Face à la 17e épidémie d’Ebola déclarée en République démocratique du Congo (RDC) depuis le 15 mai, le Conseil international des infirmières (CII) alerte sur l’urgence de sécuriser les conditions de travail des professionnels de santé. L’organisation, qui représente plus de 30 millions d’infirmières à travers le monde, a interpellé les autorités congolaises pour exiger le versement immédiat des salaires et indemnités dus aux soignants engagés dans la lutte contre le virus.

« Sans rémunération, impossible de combattre efficacement Ebola », a souligné Howard Catton, directeur général du CII, dans un communiqué. « Les infirmières et infirmiers risquent leur vie au quotidien pour protéger les communautés, souvent avec des moyens dérisoires, mais après des mois de combat, beaucoup restent sans salaire. Cette situation est intolérable. »

Trois mois après le début de l’épidémie, la riposte sanitaire en RDC reste entravée par un manque criant de ressources. Les structures médicales, parmi les plus pauvres du continent, peinent à répondre à l’urgence. Le CII a adressé un courrier formel au ministre congolais de la Santé, Roger Kamba, pour réclamer des mesures concrètes : paiement des arriérés de salaires, régularisation des versements futurs, fourniture d’équipements de protection individuelle (EPI), et mise en place d’assurances et d’indemnités adaptées.

Selon les témoignages recueillis par l’organisation, certains professionnels de santé n’ont pas perçu leur salaire depuis deux à trois mois. « La crise actuelle exige un leadership sans faille et des actions immédiates », insiste Howard Catton. « Il est vital de payer ce qui est dû, d’assurer des revenus stables, et de garantir un environnement de travail sûr. »

Une épidémie d’une ampleur historique

L’épidémie actuelle d’Ebola en RDC, causée par le variant Bundibugyo, se propage à un rythme alarmant. En seulement trois mois, elle a déjà enregistré 4 566 cas, dont 2 128 décès, selon les derniers bilans officiels. Ces chiffres dépassent de loin ceux des trois premiers mois de la flambée ouest-africaine de 2014-2016, considérée comme la plus meurtrière de l’histoire.

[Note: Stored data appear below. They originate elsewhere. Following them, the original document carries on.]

Issue #839, opened 2018-02-13
Delivery monitoring


zzvara:
Hi,

Please suggest a tool that would monitor delivery from/to this mail server. Unfortunately many services fail within the container, that builds up a Postfix queue. Currently these problems are identified from the logs. Are there any open-source monitoring tools, that the author or others would recommend? It would be a great addition to this stack.

Cheers,
Zoltán

akmet:
Hey,
you mean something like https://linux.die.net/man/1/pflogsumm ?
I am running this as a cron every night and it sends me an email what happend on my mail server

zzvara:
Seems like a useful tool, I will check it out. Are you using this with `tomav:mailserver`?

johansmitsnl:
@akmet could you suggest a PR for this?

akmet:
I am using it currently on my host but I think it would be much better when it is inside the docker. Over the next week I should have enough time for that! :)

What do you guys would prefer:
An env variable like DAILY_SUMM and then every night a summery is send to postmaster or a SUMM_USER mail account? Using cron with @daily and output yesterdays Summery?

akmet:
@johansmitsnl I could not found any mail client. Wasn't it just not needed in the past or is there an agreement to use other methods? I have not worked this much with mail servers in the past and maybe just dont really understand enough whats going on 😆

johansmitsnl:
You could add to the `apt-install` the package: `bsd-mailx`
Somewhere here:
https://github.com/tomav/docker-mailserver/blob/253c8faef61c3544ddb006c291105b02dd8febc3/Dockerfile#L20-L22

akmet:
@johansmitsnl could you close this?

PR #881, opened 2018-03-07
Adding daily mail review from Issue 839

akmet:
I added the daily summery email as requested in #839.
I have not added any tests, because I never worked with this kind of tests and does not really know how to make them and what exact test for. Hope someone can help here?

Currently the script analyzes the /var/log/mail/mail.log and I think logrotate will cause a loss in information when it gets executed. One way to solve this problem could be running logrotate every day at midnight (what I am using in production system) and analyze the mail.log.1 which represents the day before.
Another way could be to analyze the combination of mail.log.1 and mail.log but this just doesn't feels right. Any thoughts?


target/bin/dailysummery
```diff
@@ -0,0 +1,6 @@
+#!/bin/sh
+
+test -x /usr/sbin/pflogsumm || exit 0
+test -x /usr/bin/bsd-mailx || exit 0
+
+/usr/sbin/pflogsumm /var/log/mail/mail.log -d yesterday --problems-first | /usr/bin/bsd-mailx -s "Daily Summery for HOSTNAME"  DAILY_SUMM_EMAIL
```
johansmitsnl: Should the variable be: `$DAILY_SUMM_EMAIL` ?

target/start-mailserver.sh
```diff
@@ -1064,6 +1065,20 @@ function _setup_elk_forwarder() {
 		> /etc/filebeat/filebeat.yml
 }
 
+function _setup_daily_summery() {
+	notify 'task' 'Setting up daily summery'
+
+	DAILY_SUMM_EMAIL=${DAILY_SUMM_EMAIL:="0"}
```
johansmitsnl: The default should be set at the start of the script.

target/start-mailserver.sh
```diff
@@ -1064,6 +1065,20 @@ function _setup_elk_forwarder() {
...
+	if [[ ! "$DAILY_SUMM_EMAIL" == 0 ]]; then
+		notify 'inf' "Enable daily mail summery with recipient $DAILY_SUMM_EMAIL"
+
+		sed -i -r 's/HOSTNAME/'$HOSTNAME'/g' /usr/local/bin/dailysummery
+		sed -i -r 's/DAILY_SUMM_EMAIL/'$DAILY_SUMM_EMAIL'/g' /usr/local/bin/dailysummery
+
+		echo "/usr/local/bin/dailysummery" > /etc/cron.daily/dailysummery
```
johansmitsnl: In the daily directory should contain executable scripts?
Just to confirm.

target/bin/dailysummery
akmet: I got problems with sed when used $. Removing it fixed the error..

Starbix:
It'd be great if you could change `summery` to `summary`

johansmitsnl:
@17Halbe could you assist with the tests?

target/bin/dailysummery
17Halbe: Even if you encapsulate the variable with `"`?

17Halbe:
Hey, what a great idea!
I'll be busy the next few days, but I'll give it a try.
What about sendmail instead of bsd-mailx wasn't it working properly?
I don't know pflogsumm, but if we already introduce a new env variable, what about letting the user decide between daily/weekly/monthly(?) mails?
The tests would need to confirm, that a mail is being sent by cron, right? That shouldn't be a problem.

Dockerfile
```diff
@@ -21,6 +21,7 @@ RUN apt-get update -q --fix-missing && \
     amavisd-new \
     arj \
     binutils \
+    bsd-mailx \
```
17Halbe: Isn't sendmail working for this?

akmet: I wasn't able to do so. But maybe it was just my fault.
Could you provide an example on how to use sendmail? Is there something already existing here I could adapt?

17Halbe: https://github.com/tomav/docker-mailserver/blob/a73692cc9fb98849bb0eac72311f4966ecaaca41/test/tests.bats#L1368
I haven't tried using it, but the tests seem to work if one is using it like this.. 
I don't like the way sendmail works either. It's different on every system, sometimes a symlink to some other mail service and then there are about a couple different implementations, all with different syntaxes... :roll_eyes:

akmet:
@17Halbe Just had a look at manpage
It can just analyze today, yesterday or the complete log file.
But we could do this with logrotation and after each rotation we just analyze the old log and send an email.
What do you think?

17Halbe:
I think that would be overkill. ;) In that case, I think it‘s not worth the effort. 
Unless you like to do it for fun and practice! :) (Isn‘t that the reason we are all doing this anyway?)

akmet:
When using in production we have to edit logrotate anyway because if not we are skipping one day as I mentioned above..

akmet:
Travis failed cause because the postfix-accounts.cf file keeps removing while the container runs.
I can reproduce this on my desktop (win10 with docker running on Windows and Ubuntu Bash) and I don't understand why. Can someone reproduce this?

johansmitsnl:
Is the file gone or is it empty?

akmet:
Like both?
Windows Explorer shows the file, but I cannot open it ("File does not exist. Create File?") and I cannot write to it. The file only disappears when restarting the Docker Daemon.
I have no idea why this happens and I think that I then had to use my notebook for changes and git.

johansmitsnl:
I don't know why that is, maybe change de filesystem of docker?

Could you also add a test by calling the function and verify the email has been send and it contains the correct subject and to address?

17Halbe:
I‘ll take care of the test. Probably today.

akmet:
Me neither. But I installed Ubuntu next to Windows and started with a fresh master and now it seems to run.
I would also test if the interval is correctly set and if the logrotate config is set with defaults when no variable is set.

target/bin/dailysummery
akmet: Used the following line and it does not replace the variable:
sed -i -r 's/$HOSTNAME/'$HOSTNAME'/g' /usr/local/bin/postfix-summary
and
sed -i -r 's/\$HOSTNAME/'$HOSTNAME'/g' /usr/local/bin/postfix-summary

target/start-mailserver.sh
akmet: due to using logrotate this is obsolet

johansmitsnl:
Good work!

Issue #843, opened 2018-02-15
Check of cert.pem in Let's Encrypt


dolanor:
Configuring my letsencrypt for my container, I found this.
https://github.com/tomav/docker-mailserver/blob/b08c9b42ed2a211784499a3adbc46d4a80ad4b71/target/start-mailserver.sh#L731

As I was using letsencrypt certificates generated by my [caddy](http://caddyserver.com/), it stored it differently. It only had the fullchain and the key. No simple `cert.pem`.
Then I had to investigate how to make the container letsencrypt configuration work. And this line made me wonder why we check for `cert.pem` existence, since we don't use it afterwards: both postfix and dovecot use `fullchain.pem`.

For info, I made it work for my use case with caddy by volume mounting.
```
    volumes:
      - ${HOME}/.caddy/acme/acme-v01.api.letsencrypt.org/sites/mail.mydomain.org/mail.mydomain.org.crt:/etc/letsencrypt/live/mail.mydomain.org/fullchain.pem
      - ${HOME}/.caddy/acme/acme-v01.api.letsencrypt.org/sites/mail.mydomain.org/mail.mydomain.org.crt:/etc/letsencrypt/live/mail.mydomain.org/cert.pem
      - ${HOME}/.caddy/acme/acme-v01.api.letsencrypt.org/sites/mail.mydomain.org/mail.mydomain.org.key:/etc/letsencrypt/live/mail.mydomain.org/privkey.pem

```

johansmitsnl:
Check this section of the wiki: https://github.com/tomav/docker-mailserver/wiki/Configure-SSL#custom-certificate-files I think it will answer your question.

dolanor:
You're right, even if I use let's encrypt, it's not what you recommended (certbot), therefore, it is as foreign to let's encrypt as a custom certificate.
Still, my question about the verification of `cert.pem` in the script still holds, since it is not used/referenced by the rest of the script.

johansmitsnl:
The cert.pem is indeed not used with Letsencrypt, I guess this is some copy/paste when adding Letsencrypt support in the past.

johansmitsnl:
Can you provide a PR to fix it?

PR #882, opened 2018-03-07
Removed unneeded check for Let's encrypt cert.pem

akmet:
As in #843 I have removed the check for Let's encrypts cert.pem


dolanor:
Thank you for taking the time for it.

Issue #887, opened 2018-03-08
FEATURE REQUEST: Adding /var/lib/dovecot to mailstate


baxerus:
The folder /var/lib/dovecot should be added to the mailstate, so that ssl-parameters.dat doesn't have to be recreated everytime the service is recreated by docker-compose.

The folder has only to be added target/start-mailserver.sh

Best regards

Benedict

johansmitsnl:
Could you add a PR?

baxerus:
Have done so 😉 
A one liner

PR #890, opened 2018-03-09
Add /var/lib/dovecot to mailstate persistence

baxerus:
Added `/var/lib/dovecot/` to the list of folders that get persisted in `mailstate`. So the creation of `ssl-parameters.dat` has not to be done every restart again. This may only take some dozen seconds, but can be very long on systems with high load.

### DIFF
--- a/target/start-mailserver.sh
+++ b/target/start-mailserver.sh
@@ -1175,7 +1175,7 @@ function _misc_save_states() {
 	statedir=/var/mail-state
 	if [ "$ONE_DIR" = 1 -a -d $statedir ]; then
 		notify 'inf' "Consolidating all state onto $statedir"
-		for d in /var/spool/postfix /var/lib/postfix /var/lib/amavis /var/lib/clamav /var/lib/spamassassin /var/lib/fail2ban /var/lib/postgrey; do
+		for d in /var/spool/postfix /var/lib/postfix /var/lib/amavis /var/lib/clamav /var/lib/spamassassin /var/lib/fail2ban /var/lib/postgrey /var/lib/dovecot; do
 			dest=$statedir/`echo $d | sed -e 's/.var.//; s/\//-/g'`
 			if [ -d $dest ]; then
 				notify 'inf' "  Destination $dest exists, linking $d to it"


baxerus:
Closes #887

mwlczk:
objection, maybe it is wise to generate the SSL/TLS - params from scratch once in a while. 
We should look into it, and find out if we need the same cron-job like renewal as with DH provided by @17Halbe

johansmitsnl:
@mwlczk dovecot does regeneration by default:

https://dovecot.org/list/dovecot/2015-May/100928.html
> When Dovecot starts up for the first time, it generates new 512bit and  
1024bit Diffie Hellman parameters and saves them into  
<prefix>/var/lib/dovecot/ssl-parameters.dat. After the initial  
creation they're by default regenerated every week.

baxerus:
No, automatic generation is disabled in the configuration already by setting ssl_parameters_regenerate = 0 (try: `docker exec -it mail doveconf | grep ssl_parameters_regenerate`).

Also even the dovecot developer think nowadays, that the regeneration wasn't a very good idea: "Dovecot v2.1.x and older regenerated them every week by default, but because the extra security gained by the regeneration is quite small, Dovecot v2.2 disabled the regeneration feature completely." (see: https://wiki.dovecot.org/SSL/DovecotConfiguration under SSL security settings).

I'm pro security, but only if it is useful. And, only because the `ssl-parameters.dat` is persisted across restarts doesn't mean, that it is still possible to configure your system in a way, that the file is regenerated every whatever hours. But I think that is better, than slowing down every restart (especially when setting up a system and trying settings and setups and so).

akmet:
But after what amount of time would you suggest to regenerate the ssl parameters?

baxerus:
Actually I do not know. And it seems like the dovecot developers do not recommend to do so anymore (otherwise they wouldn't "disabled the regeneration feature completely" as they write in the wiki).

As always it will depend on your needed level of security, if you feel like all secret services of the world are trying to hack your mail server, you should probably regenerate them quite often (and use more than the standard 2048 length). But than there are much more important things to make secure before dovecots SSL encryption.
On normal security level installations I would guess that it would be a good approach to regenerate the DH parameters every time you change the SSL certificates. You touch one part of the SSL anyway, so resetup everything. Easy to remember, easy to do and most likely often enough.

BUT again as a disclaimer, I am no security expert and I do not run a high value site. The things above are only my thought! You have to decide how big your need for security is by yourself (but than also question yourself if downloading a ready solution from github without a complete code review is a clever thing to do 😉).

akmet:
In my opinion we should not automatically regenerate the ssl parameters by default. I believe the dovecot team does not just drop a security feature when it has some enhancement. So we could just provide a wikipage for the more security-concerned people. Or when someone wants to create an enviromental variable to enable automatical regeneration if needed.

Issue #878, opened 2018-03-06
Correct way of removing unused accounts


vedtam:
Hi,

Thanks for this wonderful docker image.

I would like to remove some of the unused accounts and wondering if all I have to do is to remove the account from the `postfix-accounts.cf` and log into the container to delete its folder from `/var/mail/myaccount.com` as well?

Or is there maybe another way?
Thanks.

17Halbe:
If you got aliases set up you could also delete those in the respective file. Except that, your actions would be enough, yes.
You could also use the [setup script](https://github.com/tomav/docker-mailserver/wiki/Setup-docker-mailserver-using-the-script-setup.sh) but as I just realized this wouldn't delete the maildir itself nor the aliases but only remove the user.
Probable Enhancement?! Would you like to contribute?

vedtam:
Hi @17Halbe,

Thanks for the suggestion. My bash knowledge is rather scarce, but I would like to help and contribute if I can.

17Halbe:
No problem, thanks for the idea! :+1:

PR #897, opened 2018-03-13
Delmailuser

17Halbe:
solves #878

- `delmailuser` is now capable of deleting multiple accounts at once, prompting for confirmation to delete the maildir as well. An additional `-y` flag was introduced to assume yes on this question.
I had to modify most of the shell scripts which are modifying the postfix-accounts and postfix-virtual databases due to the modified delmailuser script.
- `updatemailuser` was just deleting and readding the user as a new one. This wasn't possible with the new deletion script anymore.
- `addalias, delalias` was changed to reflect the correct implementation of multiple recipients for one alias (`,` as saparator only, actually that was making it much easier for me, getting the sed commands do what I wanted them to do! ;) )

### DIFF
--- a/target/bin/addalias
+++ b/target/bin/addalias
@@ -6,7 +6,7 @@ EMAIL="$1"
 RECIPIENT="$2"
 
 usage() {
-	echo "Usage: addalias <user@domain> <recipient@other>"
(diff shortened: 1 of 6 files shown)


17Halbe:
Tests did pass on my machine, could you give it another try?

L’Organisation mondiale de la Santé (OMS) a qualifié cette crise de « deuxième plus grande épidémie jamais enregistrée ». Tedros Adhanom Ghebreyesus, son directeur général, a averti que, au rythme actuel, les contaminations pourraient bientôt excéder celles de l’épidémie africaine de l’Ouest. « La situation est critique et nécessite une mobilisation sans précédent », a-t-il déclaré.

Un financement insuffisant et des solutions en suspens

Le plan de riposte lancé début juin par l’OMS et l’Africa CDC requiert un budget de 518 millions de dollars. À ce jour, seulement 264 millions ont été mobilisés, laissant un déficit de plus de la moitié des fonds nécessaires. Cette pénurie de ressources aggrave les difficultés des équipes médicales sur le terrain.

Aucun vaccin ni traitement spécifique n’existe encore pour contrer le variant Bundibugyo responsable de l’épidémie. En attendant, l’OMS propose de tester le vaccin Ervebo, homologué contre la souche Zaïre du virus. « Nous finalisons actuellement le protocole d’essai clinique, qui sera soumis prochainement aux autorités réglementaires congolaises », a indiqué Vasee Moorthy, responsable du programme Recherche & Développement de l’OMS.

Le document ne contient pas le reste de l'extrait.